Recent information of organ harvesting from Falun Gong practitioners
In March 2006, The World Organization to Investigate the Persecution of Falun Gong (WOIPFG) confirmed through its investigations that hospitals and transplant centres in China claim to use organs taken from live Falun Gong practitioners for transplants. [6]
In April, 2006, The Weekly Standard interviewed the wife of a Chinese surgeon who claims to have performed organ removals for many years from Falun Gong practitioners at a secret organ extraction facility attached to the Liaoning Thrombus Treatment Centre in Sujiatun, near Shenyang, "he and the other doctors - some hired from the outside, each with a speciality, all constantly on call - would come in and remove the patient's kidneys, skin tissue, corneas, and other organs, seemingly to order." [7]
The same woman told The Epoch Times: "Some [Falun Gong] practitioners were still breathing after their organs were removed against their will, but they were thrown into the hospital's incinerator anyway." Organs extracted from live persons are known to fetch higher prices. [8]
The scale of the problem
The true number of imprisoned Falun Gong practitioners is not known. In December 2002, The Economist reported that in the labour camp it visited 28% of the incarcerated were practitioners of Falun Gong. Even if one accepts the Chinese official total labour camp population of 260,000, which is widely believed to be a serious underestimate, there would be 70,000 practitioners incarcerated at that given moment. The total number over the past 7 years would be many times higher. According to the UN Special Rapporteur on the subject of torture and detention, his 2005 report raised the concern that in China "reports of arrests, detention ... in particular Falun Gong practitioners, are increasing". [9]
According to the Communist regime's official statistics, there were only 78 liver transplants in China during the eight years between 1991 and 1998. Since the regime started to suppress Falun Gong in 1999, the number of liver transplants rocketed from 118 in 1999 to over 3000 in 2003 [10]. This sharp rise during the time of a major suppression campaign may not be a pure coincidence.
Investigations
The Chairman of the British Transplantation Society Ethics Committee, Dr. Stephen Wigmore, recently called for an investigation by the United Nations and the World Health Organization on this issue. [11][12]
The difficulty of conducting independent investigation in China is well known and this has been demonstrated again on 21st May when Edward McMillan-Scott, a European Parliament Vice-President, held a secret meeting with two Falun Gong practitioners in a Beijing hotel. One of them was subsequently held under house arrest, the other hasn't been heard from since.
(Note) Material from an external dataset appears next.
PR #10005, opened 2025-02-27
gcp - bucket - fix gcp-scc mode use

howbazaar:
When `gcp-scc` mode handles an incoming finding the `resolve_resources` call constructs a finding_details dict with the `project_id` and `resourceName`. This is then passed into the resource manager `get_resource` call, which defaults to delegate to  the `get` method on the `resource_type`.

An American who facilitated the meeting was interrogated and deported.
"The practitioners I met in Beijing told me of their imprisonment and that of their wives, of the specially harsh treatment they suffered, including sleep deprivation, degrading and humiliating punishments and beatings... One said he knew 30 fellow practitioners who had been beaten to death. They were aware of organ harvesting: one had seen the cadaver of his friend and fellow practitioner after body parts had been removed."
– Edward McMillan-Scott, Vice President of the European Parliament [13]
On 8 May 2006, Canada's former Secretary of State (Asia Pacific) David Kilgour and international human rights lawyer, David Matas, launched an investigation into the allegations of organ harvesting from live Falun Gong practitioners. The 46-page report which was released on 7 July concludes:
"the government of China and its agencies in numerous parts of the country, in particular hospitals but also detention centres and 'people's courts', since 1999, have put to death a large but unknown number of Falun Gong prisoners of conscience. Their vital organs, including hearts, kidneys, livers and corneas, were virtually simultaneously seized for sale at high prices, sometimes to foreigners, who normally face long waits for voluntary donations of such organs in their home countries."[14]